Working with GitLab issues
GitLab work items are used to organise tasks, discuss approaches, record attendance and notes of meetings, and are used by developers to co-ordinate code. They are organised by project, often a LocalGov module. There are also projects for contribution, docs and the profiles (the LocalGov CMS and LocalGov Microsites bundles), which are used for product scoping and collecting groups of work that span projects.
We are early adopters of Drupal GitLab work items so we can help the community iron out any workflow issues. An example of a wrinkle for us to iron out: this docs project is one of the few projects still using the old way.
Finding work items
When a project's issues have been migrated to GitLab, you will find them under 'Work items' in the left sidebar of the project on git.drupalcode.org. For example:
https://git.drupalcode.org/project/localgov/-/work_items
Links to old drupal.org issue URLs redirect to the new location, and issue numbers are preserved, so an issue number you find in a commit message or a Slack thread still resolves to the same issue.
The work items list can be filtered and searched by text, label and author.
Creating a work item
From the 'Work items' list, click 'New item'. The form is just a title and a description. Labels and other metadata are added after the issue is created. If the project has issue templates set up, you can choose one from a dropdown.
GitLab has several work item types, such as 'Task' and 'Incident'. The drupal.org integrations all work against the 'Issue' type, so use 'Issue' unless a maintainer asks for something else.

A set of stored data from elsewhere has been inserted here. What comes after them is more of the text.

PR #823, opened 2024-03-19
feat(eam): add `EAM#UpdateDeployers`.

raulk:
- This method allows updating a deployer allowlist.
- It can only be called when the permissioning mode is Allowlist.
- It must be called by a currently authorized deployer.

This method is bound to an FRC42 method number. Its arguments are CBOR-encoded. It can be called from an f1/f3 account by sending a native transaction, or from an f410 account using this path: https://github.com/consensus-shipyard/ipc/pull/773.

### DIFF
--- a/fendermint/actors/eam/src/lib.rs
+++ b/fendermint/actors/eam/src/lib.rs
@@ -140,8 +140,8 @@ mod tests {
         expect_empty, MockRuntime, ETHACCOUNT_ACTOR_CODE_ID, EVM_ACTOR_CODE_ID,
         SYSTEM_ACTOR_CODE_ID,
     };
+    use fil_actors_runtime::INIT_ACTOR_ADDR;
     use fil_actors_runtime::SYSTEM_ACTOR_ADDR;
-    use fil_actors_runtime::{AsActorError, INIT_ACTOR_ADDR};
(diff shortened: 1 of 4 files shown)


fendermint/actors/eam/src/lib.rs
```diff
@@ -59,6 +68,33 @@ impl IPCEamActor {
 
         Ok(())
     }
+
+    fn update_deployers(rt: &impl Runtime, deployers: Vec<Address>) -> Result<(), ActorError> {
```
cryptoAtwill, line 72: do we do checks on the deployers? Like simple dedup, size limiting?

cryptoAtwill: I think maybe we should restrict to size at least 1 so that we still have someone to update the deployers.

cryptoAtwill: oh yeah, it's a map, so no need to do dedup.

raulk: On 0 check: that would make it impossible to remove all deployment privileges, which is a legitimate use case.

fridrik01 (approved):
lgtm, but there are some lint errors

PR #826, opened 2024-03-19
Remove submission to previous checkpoint in relayer

cryptoAtwill:
With the changes that prevents submission to previous checkpoints, the corresponding logic in the `relayer` is removed.


raulk:
Since the relayer behaviour is not consensus critical, queuing this up for the next days.

raulk:
@cryptoAtwill in the future, please select a reviewer to expedite reviews.

raulk:
This also gets rid of double checkpoint submission (we were submitting every checkpoint twice in the past).

raulk (approved):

When you create an issue, DrupalBot will post a comment with links to the parts of the process that still live on drupal.org: the contribution record for the issue, where credit is tracked, the fork management page, where you can create or request access to a shared issue fork and open merge requests, and label management.

Working with labels and status
In GitLab, issue metadata such as status and priority is managed with labels.
To manage labels, follow the link in the DrupalBot comment on the issue. For example, when work is ready for review, set the label 'State::Needs Review'. You can @ the maintainers in a comment on the issue to let them know.

The old way: drupal.org issues
GitLab work items are a recent change, and projects are being migrated in batches. A few projects, like LocalGov Docs, are still using the old-style drupal.org issue queue.
You will notice that the interface is different but the principles are more or less the same: one issue per problem, discussion in the comments, a status to signal what is needed next, and credit recorded when the issue is fixed.
On old-style issues, the status, version and other meta fields are part of the issue itself rather than labels. To update them, expand the 'Issue metadata' section, set the values, optionally add a comment at the same time, and hit 'save'.